I giudici di Piazza Cavour davano atto dell’isolata pronuncia citata dal ricorrente a sostegno del proprio motivo, la quale in tema di locazione ad uso abitativo, aveva affermato che integra abuso del diritto la condotta del locatore, il quale, dopo aver manifestato assoluta inerzia per un periodo di tempo assai considerevole in relazione alla durata del contratto, rispetto alla facoltà di escutere il conduttore per ottenerne il pagamento del canone dovutogli, così ingenerando nella controparte il ragionevole ed apprezzabile affidamento nella remissione del debito “per facta concludentia”, formuli un’improvvisa richiesta di integrale pagamento del corrispettivo maturato[4].

Tuttavia, la Suprema Corte non riteneva tale pronuncia utile a sostenere le motivazioni sollevate dal ricorrente poiché da un lato la stessa si riferisce ad una fattispecie diversa – locazione ad uso abitativo – e dell’altro perché l’abuso del diritto richiede che l’inerzia del titolare debba essere tale da ingenerare nella controparte il ragionevole ed apprezzabile affidamento nella remissione del debito per facta concludentia. Difatti, la persistente sussistenza, sino al febbraio 2021, di un pignoramento immobiliare che limitava la legittimazione ad agire della proprietaria certamente non era sufficiente ad ipotizzare, secondo il principio del legittimo affidamento, una remissione del debito per i canoni scaduti.

Ad ogni modo, tale principio non sarebbe condivisibile in quanto si tradurrebbe in una incondizionata apertura all’operatività, nell’ordinamento italiano, di un istituto ad esso sconosciuto, consistente nella Verwirkung del diritto tedesco, quale consumazione del diritto collegato all’inattività (Rechtsverschweigung) del titolare, di cui il codice civile tedesco tradizionalmente fa applicazione[5].

Sebbene anche nell’ordinamento italiano vi siano degli esempi simili, per esempio nel diritto del lavoro, relativamente al ritardo del datore nel contestare la giusta causa di licenziamento o quello del prestatore di lavoro nella prosecuzione del rapporto, tale principio non può avere ingresso nel nostro ordinamento, per il quale il solo ritardo nellesercizio del diritto, per quanto imputabile al titolare del diritto stesso e per quanto tale da far ragionevolmente ritenere al debitore che il diritto non sarà più esercitato, non può costituire motivo per negare la tutela giudiziaria dello stesso, salvo che tale ritardo sia la conseguenza fattuale di uninequivoca rinuncia tacita[6].

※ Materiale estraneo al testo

PR #231, opened 2024-05-07
NONE: Update last_touched_by schema validation to be nullable

Roystbeef:
We started seeing logs / 500 errors on `POST /associate/entities` because we were failing the schema validation for `GetFileMetaResponse`.

This is because `last_touched_by` can be `null` (eg. the user has since been deleted) which is different from the field being optional

This PR updates the app to be able to handle when `GetFileMetaResponse[file][last_touched_by]` is `null` and adds an integration test to check that this is handled properly

## Test Plan
- Revert all changes except for the integration test and assert that the integration test fails
- Apply the changes in this PR and assert that the integration test passes

### DIFF
--- a/src/infrastructure/figma/transformers/figma-file-meta-transformer.ts
+++ b/src/infrastructure/figma/transformers/figma-file-meta-transformer.ts
@@ -27,6 +27,7 @@ export const transformFileMetaToAtlassianDesign = ({
 	fileMetaResponse,
 }: TransformFileMetaToAtlassianDesignParams): AtlassianDesign => {
 	const designId = new FigmaDesignIdentifier(fileKey);
+	const lastUpdatedBy = fileMetaResponse.file.last_touched_by;
 
 	return {
 		id: designId.toAtlassianDesignId(),
@@ -37,7 +38,7 @@ export const transformFileMetaToAtlassianDesign = ({
 		status: AtlassianDesignStatus.NONE,
 		type: AtlassianDesignType.FILE,
 		lastUpdated: fileMetaResponse.file.last_touched_at,
-		lastUpdatedBy: { id: fileMetaResponse.file.last_touched_by.id },
+		...(lastUpdatedBy ? { lastUpdatedBy: { id: lastUpdatedBy.id } } : {}),
 		updateSequenceNumber: getUpdateSequenceNumberFrom(
 			fileMetaResponse.file.last_touched_at,
 		),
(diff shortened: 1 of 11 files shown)


knguyen-figma (approved):

src/infrastructure/figma/transformers/figma-file-meta-transformer.ts
```diff
@@ -37,7 +38,7 @@ export const transformFileMetaToAtlassianDesign = ({
 		status: AtlassianDesignStatus.NONE,
 		type: AtlassianDesignType.FILE,
 		lastUpdated: fileMetaResponse.file.last_touched_at,
-		lastUpdatedBy: { id: fileMetaResponse.file.last_touched_by.id },
+		...(lastUpdatedBy ? { lastUpdatedBy: { id: lastUpdatedBy.id } } : {}),
```
akostevich-atlassian, line 41: **suggestion:** Consider using a simpler expression:

```
return {
  // ...
  lastUpdatedBy: {
    id: fileMetaResponse.file.last_touched_by?.id ?? undefined
  },
  // ...
}
```

src/infrastructure/figma/transformers/figma-file-transformer.ts
```diff
@@ -39,7 +40,7 @@ export const transformFileToAtlassianDesign = ({
 		status: AtlassianDesignStatus.NONE,
 		type: AtlassianDesignType.FILE,
 		lastUpdated: fileResponse.lastModified,
-		lastUpdatedBy: { id: fileMetaResponse.file.last_touched_by.id },
+		...(lastUpdatedBy ? { lastUpdatedBy: { id: lastUpdatedBy.id } } : {}),
```
akostevich-atlassian, line 43: **suggestion:** Please, see https://github.com/atlassian-labs/figma-for-jira/pull/231/files#r1593215557.

src/infrastructure/figma/transformers/figma-node-transformer.ts
```diff
@@ -81,7 +82,7 @@ export const tryTransformNodeToAtlassianDesign = ({
 			: AtlassianDesignStatus.NONE,
 		type: mapNodeTypeToDesignType(node.type),
 		lastUpdated: extra.lastModified,
-		lastUpdatedBy: { id: fileMetaResponse.file.last_touched_by.id },
+		...(lastUpdatedBy ? { lastUpdatedBy: { id: lastUpdatedBy.id } } : {}),
```
akostevich-atlassian, line 85: **suggestion:** Please, see https://github.com/atlassian-labs/figma-for-jira/pull/231/files#r1593215557.

src/web/routes/entities/integration.test.ts
```diff
@@ -447,6 +447,136 @@ describe('/entities', () => {
 				},
 			]);
 		});
+		it('should handle when the last touched by is not available', async () => {
```
akostevich-atlassian, line 450: **suggestion (non-blocking):** This seems like use case, which can be cheaper and easier to cover with unit tests, as it's related to a special case and its handling is fully encapsulated in `transformers`. 

Please, consider, adding unit tests to `transformers` instead.

akostevich-atlassian:
**praise:** Great catch, @Roystbeef !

Invero, la volontà tacita di rinunziare ad un diritto si può desumere soltanto da un comportamento concludente del titolare tale da far ritenere unicamente la sua volontà di non avvalersi del diritto stesso, laddove la mera inerzia o il ritardo nell’esercizio del diritto non costituiscono elementi sufficienti, di per sé, a dedurne la volontà di rinuncia, potendo essere frutto di ignoranza, di temporaneo impedimento o di altra causa, e spiegano rilevanza soltanto ai fini della prescrizione estintiva.

Anche in questo caso la Corte di cassazione rigettava il motivo di ricorso anche perché, con riferimento al principio di buona fede richiamato dal ricorrente, la stessa riteneva come il semplice ritardo di una parte nell’esercizio di un diritto può dar luogo ad una violazione del principio di buona fede nell’esecuzione del contratto soltanto se, non rispondendo esso ad alcun interesse del suo titolare, correlato ai limiti e alle finalità del contratto, si traduca in un danno per la controparte.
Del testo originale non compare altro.